### Recorded information
__________________________________________________
PR #364, opened 2018-07-23
Fix c2hs_library in external repositories.

judah:
Previously the rule didn't work when `workspace_root` was nontrivial.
__________________________________________________
### Exercise directions
Repeat the listing above exactly, keeping every word as it stands.

### Response to this exercise
PR #364, opened 2018-07-23
Fix c2hs_library in external repositories.

judah:
Previously the rule didn't work when `workspace_root` was nontrivial.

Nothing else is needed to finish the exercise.